The book consists of a volume of essays in honor of the outstanding sociologist, Edward A. Tiryakian; whose work has spanned a considerable number of countries, regions and topics. He has been highly influential, particularly in American and French sociology.
The contributors include such luminaries as Alan Sica, Bryan Turner, George Ritzer, John Simpson, Piotr Sztompka, Hans Joas, Roland Robertson and John Torpey.
Robert Bellah's Religion in Human Evolution: From the Paleolithic to the Axial Age was published by Harvard University Press in September 2011 (Bellah 2011). Bellah's death in July 2013 made it the last book he wrote and published during his lifetime. Based on more than two decades of reading and research plus discussions with his Habits of the Heart coauthors (Bellah et al. 1985) and others (Bellah 2011: xxv–xxvii). Religion in Human Evolution marks the final flourish of Bellah's notable scholarly career.
To him we owe such things as his analysis of religion and the turn to modernity in nineteenth-century Japan (Bellah 1957); a twentieth-century version of the idea of civil religion and its use in understanding American society (Bellah 1967: 1–21); an elaboration of the idea of symbolic realism (Bellah 1970); and his widely cited article, “Religious Evolution” (Bellah 1964: 358–75). These and many other items constitute a major oeuvre among scholars and researchers in the sociology of religion coming of age professionally in the mid-twentieth century.

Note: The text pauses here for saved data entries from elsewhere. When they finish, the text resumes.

PR #7200, opened 2026-09-17
fix(devices): keep configured AVD inventory when the running-state overlay fails

### LINKED ISSUE #7169: Preserve configured AVD inventory when booted-device discovery fails
## Current behavior

Android device-image discovery combines configured AVD enumeration with an optional booted-device scan used only to overlay `isRunning`. If `emulator -list-avds` succeeds but ADB discovery or AVD-name enrichment fails, the rejected booted scan causes the whole `Promise.all` to fail. Callers then receive no configured images and an incomplete Android inventory, even though configured AVD discovery completed successfully.

This is present on current `main` in `MultiPlatformDeviceManager.listAndroidDeviceImages`.

## Expected behavior

Configured AVDs remain visible when the optional live-state overlay cannot be collected. Their `isRunning` values may conservatively remain `false`. Caller cancellation must still propagate and stop the booted-device scan rather than being swallowed as an ordinary discovery failure.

Religion in Human Evolution has been described as Bellah's magnum opus (Wolfe 2011: 1). There is no doubt that it is a book that displays a sweep of learning and an effort to organize literatures ranging over the social sciences, the humanities and the physical and life sciences. In the first part the reader is asked to consider cosmology and evolution according to Bellah. In the second part he lays out tribal and archaic religion as precursor types and then moves on to the civilizations of the Axial Age: Ancient Israel, Ancient Greece, China in the Late First Millennium BCE and Ancient India.
While not described as such, a Guttman-like progression characterizes Bellah's description of religions, from tribal to those of the Axial Age. New things appear, but nothing is lost. Tribal religion—the earliest type—is undifferentiated from the society in which it is expressed. Archaic religion entails the appearance of differentiated religious symbol systems and cultic practices, and the entwinement of meaning (god) and power (king) in stratified societies (rulers and ruled). In the Axial Age, the idea of transcendence and immanence occurs along with the force of critique that, via observation from a standpoint (usually preserved in writing), can support the persistence of imminent good or the need for change.